社会史と政治史、喜安朗・川北稔著『大都会の誕生 ロンドンとパリの社会史』2

社会史と政治史、『大都会の誕生 ロンドンとパリの社会史』」の続きです。

パリについては、喜安朗先生が19世紀の民衆運動を書いておられます。
フランス革命後、商工業の発展、市民層の台頭が、パリの風景を変えていきます。大通りが作られ、盛り場ができます。主役は、貴族から市民(金持ちとそうでない人と)になります。その盛り場を舞台にして、民衆の歓楽と騒ぎが出ます。

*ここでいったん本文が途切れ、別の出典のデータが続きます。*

PR #2122, opened 2024-06-10
fix: eip-712 hex data display

banteg:
### What I did

better display of bytes data in eip-712 message when signing.

fixes: #

### Checklist

### DIFF
--- a/src/ape_accounts/accounts.py
+++ b/src/ape_accounts/accounts.py
@@ -190,6 +190,8 @@ class KeyfileAccount(AccountAPI):
             # Message Data
             display_msg += "Message\n"
             for field, value in msg._body_["message"].items():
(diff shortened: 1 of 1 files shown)


src/ape_accounts/accounts.py
```diff
@@ -190,6 +190,8 @@ def sign_message(self, msg: Any, **signer_options) -> Optional[MessageSignature]
             # Message Data
             display_msg += "Message\n"
             for field, value in msg._body_["message"].items():
+                if isinstance(value, bytes):
+                    value = HexBytes(value).hex()
```
antazoey, line 194: if we care about 0x prefix, this may no longer be the way to do this once web3.py 7 is out

fubuloubu (approved):

PR #2123, opened 2024-06-10
fix: `project.unpack()` to include full contracts directory

antazoey:
### What I did

sources with missing extensions were not copied over when doing `unpack()` which is bad for a few reasons.

1. problems when you are trying to compile a non-standard file via imports or something such as `.t.sol`
2. problem if copying a project somewhere before installing plugins
3. problem with performance (shutil copy tree way way way faster than looping through all sources)

this is needed for some ape-solidity work

### Checklist


fubuloubu (dismissed):

antazoey:
going absolutely bonkers trying to either reproduce the failing CI issues locally or fix them, like what the ducking duck

PR #2130, opened 2024-06-12
feat: better CLI message when compiling a dependency produces no contracts

antazoey:
### What I did

was confused for a bit because i had uninstalled `ape-solidity` but `ape pm compile . --force` was not telling me it was successful but it nothing was really happening... 

### How I did it

detect if no result and warn.
additionally, if you notice the dependency has .vy or .sol contracts and you are missing those from 

### Checklist

### DIFF
--- a/src/ape_pm/_cli.py
+++ b/src/ape_pm/_cli.py
@@ -7,7 +7,8 @@ import click
 from ape.cli.options import ape_cli_context, config_override_option
 from ape.exceptions import ProjectError
 from ape.logging import logger
-from ape.managers.project import Dependency
+from ape.managers.project import Dependency, LocalProject
+from ape.utils import get_all_files_in_directory, get_full_extension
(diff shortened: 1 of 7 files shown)


src/ape_pm/_cli.py
```diff
@@ -321,10 +314,35 @@ def compile(cli_ctx, name, version, force, config_override):
...
+        _compile_dependency(cli_ctx, dependency, force)
+
+
+def _compile_dependency(cli_ctx, dependency: Dependency, force: bool):
+    try:
+        result = dependency.compile(use_cache=not force)
+    except Exception as err:
+        cli_ctx.logger.error(str(err))
+    else:
+        if result:
```
antazoey, line 326: - [ ] Move this check to `dependency.compile()` logic so you get the warning in regular python code as well (?)

dtdang (approved):

PR #2136, opened 2024-06-13
chore: upgrade pandas

antazoey:
### What I did

see what it do

### Checklist

### DIFF
--- a/setup.py
+++ b/setup.py
@@ -103,7 +103,7 @@ setup(
         "ipython>=8.18.1,<9",
         "lazyasd>=0.1.4",
         "packaging>=23.0,<24",
-        "pandas>=1.3.0,<2",
+        "pandas>=2.2.2,<3",
         "pluggy>=1.3,<2",
         "pydantic>=2.6.4,<3",
         "pydantic-settings>=2.0.3,<3",


setup.py
```diff
@@ -103,7 +103,7 @@
         "ipython>=8.18.1,<9",
         "lazyasd>=0.1.4",
         "packaging>=23.0,<24",
-        "pandas>=1.3.0,<2",
+        "pandas>=2.2.2,<3",
```
antazoey, line 106: the install only take 1 minute now on Python 3.12 so i think this fixes it

johnson2427: We have python3.11 failures, I also worry about API changes from 1.x.x to 2.x.x. There's quite a bit of deprecating that's happened between the versions.

antazoey: The failures are unrelated flaky tests I have been seeing all day. My attempt at de-flaking is [here](https://github.com/ApeWorX/ape/pull/2137).

 Re: the deprecating pandas stuff, maybe a quick audit would help! I am not sure how much we are using any pandas features. I know we use some dataframes but for the most part we create them and return them to the user, I think.

fubuloubu (approved):

PR #140, opened 2017-11-30
Report metrics on clone caching

jessitron:
This will report about cached clone hits and misses every 10 minutes, both in total and per repo.

I suspect you might want to change the implementation of the "all day" part, the logCachingDirectoryManagerMetricsAllDay method.

### DIFF
--- a/src/spi/clone/CachingDirectoryManager.ts
+++ b/src/spi/clone/CachingDirectoryManager.ts
@@ -27,13 +27,14 @@ const cache = new StableDirectoryManager({
  * @type {{directoryFor:
  * ((owner: string, repo: string, branch: string, opts: CloneOptions) => Promise<CloneDirectoryInfo>)}}
  */
-export const CachingDirectoryManager: DirectoryManager = {
+export const CachingDirectoryManager: DirectoryManager & CachingOfClonesMetricsReporting = {
 
     directoryFor(owner: string, repo: string, branch: string, opts: CloneOptions): Promise<CloneDirectoryInfo> {
 
         return cache.directoryFor(owner, repo, branch, opts).then(existing =>
             pleaseLock(existing.path).then(lockResult => {
                 if (lockResult.success) {
+                    CachingOfClonesMetricsCacheImpl.incrementReuses({ owner, repo });
                     return {
                         ...existing,
                         release: () => {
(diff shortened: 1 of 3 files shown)


src/spi/clone/CachingDirectoryManager.ts
```diff
@@ -60,13 +67,116 @@ export const CachingDirectoryManager: DirectoryManager = {
...
+    promisify((a, b) => setTimeout(b, a));
+
+const MetricLogFrequency = 1000 * 60 * 10; // ten minutes
+
+/* This returns a promise that never finishes, unless it throws somehow
+ */
+export function logCachingDirectoryManagerMetricsAllDay(): Promise<void> {
+    return sleepPlease(MetricLogFrequency)
+        .then(() => logger.info(CachingOfClonesMetricsCacheImpl.report().print()))
+        .then(() => logCachingDirectoryManagerMetricsAllDay());
```
ddgenome: Is this tail recursion cool stack-wise?

src/spi/clone/CachingDirectoryManager.ts
```diff
@@ -60,13 +67,116 @@ export const CachingDirectoryManager: DirectoryManager = {
...
+            this.fallbackCounts[keyFor(repoId)] = 1;
+            return;
+        }
+        this.fallbackCounts[keyFor(repoId)]++;
+    }
+
+}
+
+function keyFor(repoId: RepoId) {
+    return `${repoId.owner}/${repoId.repo}`;
```
ddgenome: What should we do about owner/repo name collisions across GHE instances?

src/spi/clone/CachingDirectoryManager.ts
jessitron: the promise returns immediately, it stores the then internally. so it isn't recursive on the same promise thread.

I think so.

src/spi/clone/CachingDirectoryManager.ts
jessitron: I agree that's a thing and we're not handling it -- we're not handling GHE in tons of the client code.

cdupuis:
@jessitron, please see #142 for an integration of caching stats with the metrics support already in the client.

PR #143, opened 2017-11-30
Remove old hierarchy for editors, generators and r…

johnsonr:
The new functional style, as in `generatorToCommand`, is superior.

This is a breaking change, but does not affect newer automations in `spring-automation` and `node-automation`, which should be the model for other users and docs.


jessitron:

* 4 successful checks

PR #147, opened 2017-12-01
Fix clone token, unify repo creation, move cache

### LINKED ISSUE #63: The repository cache should be under ~/.atomist
Currently, the cache of checked out repos is `~/.atomist-working`, it should be under the `~/.atomist/` directory we already use rather than creating another top-level directory in people's home directory. We should also add a directory for provider to avoid conflicts of same-named repos in different providers. I propose `~/.atomist/repos/PROVIDER/OWNER/REPO`.

ddgenome:
Unify repo creation and move it to gitHub.ts.  Centralize creation of
the clone URL and ensure the token in the clone URL is always viewed
as such by GitHub.

Create directories with fs-extra.ensureDir, it is a lot easier and
more reliable.

Move repo cache to ~/.atomist/cache/repos/github.com/OWNER/REPO.

Closes #63

### DIFF
--- a/src/operations/common/RepoId.ts
+++ b/src/operations/common/RepoId.ts
@@ -13,7 +13,7 @@ export interface RepoId {
 
 export class SimpleRepoId implements RepoId {
 
-    constructor(public owner: string, public repo: string) {}
+    constructor(public owner: string, public repo: string) { }
 }
 
 /**
@@ -82,7 +82,7 @@ export class RemoteRepoRefSupport implements RemoteRepoRef {
     }
 
     public cloneUrl(creds: ProjectOperationCredentials) {
-        return `https://${creds.token}@${this.remoteBase}/${this.pathComponent}.git`;
+        return `https://${creds.token}:x-oauth-basic@${this.remoteBase}/${this.pathComponent}.git`;
     }
 
     get pathComponent(): string {
--- a/src/util/gitHub.ts
+++ b/src/util/gitHub.ts
@@ -1,4 +1,4 @@
-import axios, { AxiosPromise } from "axios";
+import axios, { AxiosPromise, AxiosRequestConfig } from "axios";
 import { logger } from "../internal/util/logger";
 
 import { decode } from "../internal/util/base64";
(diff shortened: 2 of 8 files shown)


src/operations/common/RepoId.ts
```diff
@@ -82,7 +82,7 @@ export class RemoteRepoRefSupport implements RemoteRepoRef {
     }
 
     public cloneUrl(creds: ProjectOperationCredentials) {
-        return `https://${creds.token}@${this.remoteBase}/${this.pathComponent}.git`;
+        return `https://${creds.token}:x-oauth-basic@${this.remoteBase}/${this.pathComponent}.git`;
```
jessitronica: this is wonderful. Does it mean if I pass garbage as a token, it won't ask me for that user's password?

src/util/gitHub.ts
```diff
@@ -99,11 +99,32 @@ export function createCommitComment(token: string, rr: GitHubRepoRef, comment: C
...
 
-function authHeaders(token: string) {
+export function createRepo(token: string, rr: GitHubRepoRef, description: string, priv: boolean): AxiosPromise {
+    const config = authHeaders(token);
+    return axios.get(`${rr.apiBase}/orgs/${rr.owner}`, config)
+        .then(result => {
+            // We now know the owner is an org
+            return `${rr.apiBase}/orgs/${rr.owner}/repos`;
+        }, err => {
+            // We now know the owner is an user
```
jessitronica: I still think this is bad -- there are other errors besides this one. However, this is not part of the PR, it's just been there a while.

cdupuis: why is it bad?

jessitron: "the owner is a user" is not the only reason the call can fail

src/operations/common/RepoId.ts
ddgenome: Correct. That's the issue I ran into and was seeing that test fail. Hence the fix. Pulling that thread let to a couple other fixes.

PR #159, opened 2017-12-04
add generator benchmark test

claymccoy:
It can be run with "npm run benchmark".
There are options to change the number of generator executions, number of files, and amount of file content.
No GitHub usage or tokens are needed. No shell cwd monkeying is required.
Generator source is an in memory project and the target is a local file based project.
I originally wanted to test GenericGenerator, but it does not return a useful result from the generator call that it makes, and it doesn't do anything extra that is relevant. So we are testing the generate method directly so that we can get a useful result back that will tell us the location of the tmp directory where the generated project is.
After the first generator execution we run a basic assert to sanity check that everything worked right, this does not happen on the rest of the executions which should work the same.

### DIFF
--- a/package.json
+++ b/package.json
@@ -117,6 +117,7 @@
   "scripts": {
     "autostart": "npm-run-all --print-label --parallel watch:compile watch:server",
     "autotest": "supervisor --watch src,test --extensions ts --no-restart-on exit --quiet --exec npm -- test",
+    "benchmark": "mocha --prof --compilers ts:espower-typescript/guess \"test-perf/**/*Benchmark.ts\"; node --prof-process isolate-* > profile.txt",
     "build": "npm-run-all lint compile test test:api",
     "clean": "npm-run-all clean:js clean:build",
     "clean:build": "rimraf *-v8.log profile.txt build",
--- a/package.json
+++ b/package.json
@@ -117,7 +117,6 @@
   "scripts": {
     "autostart": "npm-run-all --print-label --parallel watch:compile watch:server",
     "autotest": "supervisor --watch src,test --extensions ts --no-restart-on exit --quiet --exec npm -- test",
-    "benchmark": "mocha --prof --compilers ts:espower-typescript/guess \"test-perf/**/*Benchmark.ts\"; node --prof-process isolate-* > profile.txt",
     "build": "npm-run-all lint compile test test:api",
     "clean": "npm-run-all clean:js clean:build",
     "clean:build": "rimraf *-v8.log profile.txt build",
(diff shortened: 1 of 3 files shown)


package.json
```diff
@@ -117,6 +117,7 @@
   "scripts": {
     "autostart": "npm-run-all --print-label --parallel watch:compile watch:server",
     "autotest": "supervisor --watch src,test --extensions ts --no-restart-on exit --quiet --exec npm -- test",
+    "benchmark": "mocha --prof --compilers ts:espower-typescript/guess \"test-perf/**/*Benchmark.ts\"; node --prof-process isolate-* > profile.txt",
```
ddgenome: It would be good to "scope" this under "test", i.e., "test:benchmark".

ddgenome: Also, since the benchmarks are under `test-perf`, is it safe to simplify the glob pattern to just `*.ts`?

test-perf/GeneratorBenchmark.ts
```diff
@@ -0,0 +1,86 @@
...
+        const repoName = "perfTestRepo";
+
+        const seed = constructProject(numberOfSeedProjectFiles, numberOfLipsumInFile);
+        generateFromSeed(seed, repoName)
+        .then(r => {
+            const result = r as ActionResult<LocalProject>;
+            NodeFsLocalProject.fromExistingDirectory(new GitHubRepoRef("atomist", repoName), result.target.baseDir)
+            .then(created => {
+                created.totalFileCount().then(fileCount =>
+                    assert.deepEqual(fileCount, numberOfSeedProjectFiles),
```
ddgenome: Is `deepEqual` necessary here?

test-perf/GeneratorBenchmark.ts
```diff
@@ -0,0 +1,86 @@
...
+                ).then(
+                    () => {
+                        let lastGeneration: Promise<any>;
+                        for (let i = 1; i < numberOfTimesToGenerate ; i++) {
+                            lastGeneration = generateFromSeed(seed, repoName);
+                        }
+                        if (lastGeneration) {
+                            lastGeneration.then(() => done());
```
ddgenome: Should this be using a `Promise.all` approach? The last generation could finish before all the rest, right?

package.json
claymccoy: sure, I thought about doing those things but I was just following the template from microgrammars

test-perf/GeneratorBenchmark.ts
claymccoy: yes, I think it is always necessary.

test-perf/GeneratorBenchmark.ts
claymccoy: probably in real production code where it really matters. It even works fine if done happens immediately after the assertion, it just looks weird because the test is still going.

ddgenome: That should probably be fixed then, right?

test-perf/GeneratorBenchmark.ts
ddgenome: I think it is required because the package.json `"directory": { "test": "test" }` means espower-typescript does not look outside the test directory, and this test resides outside it.

PR #171, opened 2017-12-08
Reduce tmp directory retention

ddgenome:


jessitron:
what does this do?
it looks like a lot of test changes, most (all?) of which are test cleanup/formatting

and then an unsafeCleanup flag?

possibly related: soon we'll be able to explicitly delete temp directories for clones after each invocation exits

ddgenome:
I noticed when testing that the temp directories were not being deleted. Where possible, this deletes them, and fixes the logic of a few tests as a bonus. Since the directories created by tempProject are cannot be deleted there, those still hang around. So this does not eliminate all created temp directories, hence "reduce"in the title.

PR #172, opened 2017-12-08
Wire up addAtomistWebhook

ddgenome:
Actually call addAtomistWebhook in the generator handler.


ddgenome:
Sorry if it was hard to find, but this `.then` https://github.com/atomist/automation-client-ts/pull/172/files#diff-258422caede6fece8f40f29b27a04a48R103 and the test is all new.

PR #189, opened 2017-12-31
fewer user/email calls

jessitron:
i want to have the ability to pass in a user/email, like from the graph.

The real problem here happens when someone is running the automation locally and it's using their local token which they generated themselves and didn't check "user/emails" permission. If we can pass in the name/email, then we can attribute the commit correctly even without having the token for the user who triggered the editor.


ddgenome:
Feel free to re-open when you have time to address the review and resolve conflicts.

PR #191, opened 2018-01-02
Create commit on existing branch

jessitron:
This lets a BranchCommit editMode add a commit to a branch that exists.

Rod, do you think this will mess anything up? It does change the default behavior in the case of branch-exists from "fail" to "push to that branch." I don't know of any current cases where that's not good.


jessitron:
if you check out bar, then it won't commit to foo. Checking out bar will have a different effect.

PR #214, opened 2018-02-03
Subscription parameters

cdupuis:
This allows to specify the usage of parameters when using `GraqhQL.subscriptionFromFile(path, current, parameters))`

eg. the following graphql file has three parameters:

```
subscription SomeSubscription {
    ChatTeam(id: $teamId) {
        orgs {
            repo(first: 100, offset: $offset, private: $isPrivate) {
                owner
                name
            }
        }
    }
}
```

When using this with

```
const query = GraphQL.subscriptionFromFile(
            "./someSubscription",
            __dirname,
            {
                teamId: "T1L0VDKJP",
                offset: 100,
                isPrivate: true,
            });
```

the variables get replaced in the predicates.

NOTE: this doesn't give you full support for variables in subscriptions right now but we don't offer that in the API anyway as of today. This is a good first step.

### DIFF
--- a/src/graph/ApolloGraphClient.ts
+++ b/src/graph/ApolloGraphClient.ts
@@ -60,7 +60,8 @@ export class ApolloGraphClient implements GraphClient {
                                       variables?: Q,
                                       options?: any,
                                       current?: string): Promise<T> {
-        return this.executeQuery<T, Q>(resolveAndReadFileSync(queryFile, current), variables, options);
+        return this.executeQuery<T, Q>(
+            resolveAndReadFileSync(queryFile, current, {}), variables, options);
     }
 
     public executeQuery<T, Q>(graphql: string,
@@ -77,10 +78,10 @@ export class ApolloGraphClient implements GraphClient {
         });
 
         return this.client.query<T>({
-            query,
-            variables,
-            ...options,
-        })
+                query,
+                variables,
+                ...options,
+            })
             .then(result => callback(result));
     }
 
@@ -88,7 +89,8 @@ export class ApolloGraphClient implements GraphClient {
                                          variables?: Q,
                                          options?: any,
                                          current?: string): Promise<T> {
-        return this.executeMutation<T, Q>(resolveAndReadFileSync(mutationFile, current), variables, options);
+        return this.executeMutation<T, Q>(
+            resolveAndReadFileSync(mutationFile, current, {}), variables, options);
     }
 
     public executeMutation<T, Q>(graphql: string,
@@ -106,10 +108,10 @@ export class ApolloGraphClient implements GraphClient {
         });
 
         return this.client.mutate<T>({
-            mutation,
-            variables,
-            ...options,
-        })
+                mutation,
+                variables,
+                ...options,
+            })
             .then(response => callback(response));
     }
 
--- a/src/graph/graphQL.ts
+++ b/src/graph/graphQL.ts
@@ -18,11 +18,16 @@ const schema = require("./schema.cortex.json");
  * Note: Use __dirname to get the current directory of the calling script.
  * @param {string} path
  * @param {string} current
+ * @param {{[p: string]: string | boolean | number}} parameters
  * @returns {string}
  */
-export function subscriptionFromFile(path: string, current: string = appRoot.path): string {
+export function subscriptionFromFile(path: string,
+                                     current: string = appRoot.path,
+                                     parameters: {
+                                        [name: string]: string | boolean | number;
+                                     } = {}): string {
     // TODO cd add validation that we only read subscriptions here
-    return resolveAndReadFileSync(path, current);
+    return resolveAndReadFileSync(path, current, parameters);
 }
 
 /**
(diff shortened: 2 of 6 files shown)


src/graph/ApolloGraphClient.ts
```diff
@@ -60,7 +60,8 @@ export class ApolloGraphClient implements GraphClient {
                                       variables?: Q,
                                       options?: any,
                                       current?: string): Promise<T> {
-        return this.executeQuery<T, Q>(resolveAndReadFileSync(queryFile, current), variables, options);
+        return this.executeQuery<T, Q>(
+            resolveAndReadFileSync(queryFile, current, {}), variables, options);
```
ddgenome: Perhaps parameters should be an optional argument so you don't have to add passing `{}` everywhere.

src/graph/graphQL.ts
```diff
@@ -18,11 +18,16 @@ const schema = require("./schema.cortex.json");
...
  * @param {string} current
+ * @param {{[p: string]: string | boolean | number}} parameters
  * @returns {string}
  */
-export function subscriptionFromFile(path: string, current: string = appRoot.path): string {
+export function subscriptionFromFile(path: string,
+                                     current: string = appRoot.path,
+                                     parameters: {
+                                        [name: string]: string | boolean | number;
+                                     } = {}): string {
```
ddgenome: Or perhaps this is the actual function that is called everywhere?

src/graph/graphQL.ts
```diff
@@ -72,15 +77,34 @@ export function prettyPrintErrors(errors: GraphQLError[], query?: string): strin
...
-        return fs.readFileSync(absolutePath).toString();
+        let content = fs.readFileSync(absolutePath).toString();
+        for (const key in parameters) {
+            if (parameters.hasOwnProperty(key)) {
+                const value: any = parameters[key];
+                if (typeof value === "string") {
+                    content = content.replace(`$${key}`, `"${value}"`);
+                } else if (typeof value === "number") {
+                    content = content.replace(`$${key}`, `${value}`);
+                } else if (typeof value === "boolean") {
```
ddgenome: Seems the "number" and "boolean" cases could be combined into one. Or you could get rid of the conditional entirely with something like:

```typescript
content = content.replace(new RegExp(`\\$${key}\\b`, "g"), JSON.stringify(parameters[key]));
```

test/graph/GraphQLTest.ts
```diff
@@ -58,4 +58,18 @@ query Repos($teamId: ID!, $offset: Int!) {
...
+        const query = GraphQL.subscriptionFromFile(
+            "./someSubscription",
+            __dirname,
+            {
+                teamId: "T1L0VDKJP",
+                offset: 100,
+                isPrivate: true,
+            });
+        assert(query.includes(`"T1L0VDKJP"`));
+        assert(query.includes("100"));
```
ddgenome: This will always be true because 100 already appears in the subscription before replacing the variables.

test/graph/GraphQLTest.ts
```diff
@@ -58,4 +58,18 @@ query Repos($teamId: ID!, $offset: Int!) {
...
+        assert(query.includes("private: true"));
```
ddgenome: The query is small enough that I'd have the properly replaced version as a string and assert ===.

src/graph/graphQL.ts
```diff
@@ -72,15 +77,34 @@ export function prettyPrintErrors(errors: GraphQLError[], query?: string): strin
...
     }
     const absolutePath = p.resolve(current, path);
     if (fs.existsSync(absolutePath)) {
-        return fs.readFileSync(absolutePath).toString();
+        let content = fs.readFileSync(absolutePath).toString();
+        for (const key in parameters) {
+            if (parameters.hasOwnProperty(key)) {
+                const value: any = parameters[key];
+                if (typeof value === "string") {
+                    content = content.replace(`$${key}`, `"${value}"`);
```
ddgenome: This will only replace the first occurrence of `$VARIABLE`.

ddgenome: And will also match the variable name as a substring. For example, if you had a variable named `$foo` and a second named `$fooBar`, performing the replacement on `$foo` will match `$fooBar` should that come first in the string.

test/graph/GraphQLTest.ts
ddgenome: It's probably worth adding tests for multiple replacements of a single variable and the `$foo`/`$fooBar` case.

test/graph/someSubscription.graphql
```diff
@@ -0,0 +1,10 @@
+query SomeSubscription {
```
ddgenome: Aren't you expected to list the variables here too?

```
query SomeSubscription($teamId: string, $offset: number, $isPrivate: boolean) { ...
```

I guess that would make replacement harder though, since that would have to be removed since we aren't actually passing them along to the GraphQL parser.

http://graphql.org/learn/queries/#variables

src/graph/ApolloGraphClient.ts
cdupuis: Good point. Adding.

src/graph/graphQL.ts
cdupuis: Yeah, that is the only function we call.

src/graph/graphQL.ts
cdupuis: Odd, you're right although
```
/**
      * Replaces text in a string, using a regular expression or search string.
      * @param searchValue A string to search for.
      * @param replaceValue A string containing the text to replace for every successful match of searchValue in this string.
      */
```

src/graph/graphQL.ts
cdupuis: Thanks, that's good.

test/graph/GraphQLTest.ts
cdupuis: True

test/graph/someSubscription.graphql
cdupuis: That's the part that is tricky. I couldn't find a way to use the parser to remove those. I've added a regex match and remove the match now. Take a look.

test/graph/GraphQLTest.ts
cdupuis: Maybe you can come up with some regexp trickery. But for now I'm not too concerned about that problem.

slimslenderslacks:

* 5 successful checks

Issue #220, opened 2018-02-21
Returning undefined from a handler causes a TypeError


jessitron:
since it can return `any`, I think we should treat undefined as success? ... or not a TypeError, anyway

PR #224, opened 2018-02-22
Add a test that shows a failure

jessitron:
It throws an exception and also makes an unhandled promise exception

@cdupuis this is what I meant by #220 -- your resolution of that one showed me where to write the test. Now you can see the TypeError that I got from our automation


cdupuis:
Oh, that's great. Obviously I didn't read #220 correctly. I'll fix this asap.

jessitron:
fixed in master, thanks

PR #237, opened 2018-03-15
GitProject always has a remote repo ref

jessitron:
Declaring it lets us access its URL


jessitron:
forget it. it's too hard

それが暴走すると、1846年の2月革命となります。
歴史で学んだ2月革命が、より詳しく、その背景や民衆蜂起としての姿が描かれます。

この本を読むと、政治史がいかに狭い範囲を扱っているかがわかります。社会の変化を見るには、政治指導者たちの動きだけでなく、それを支えた、あるいは指導者たちが意識しなければならなかった民衆の意識や社会の問題を見る必要があります。
マルクス経済学は、経済という下部構造が社会と政治を規定しますが、これはあまりに短絡的すぎます。
これからの歴史学、政治史は、民衆と社会を対象としたものに変わっていくのでしょう。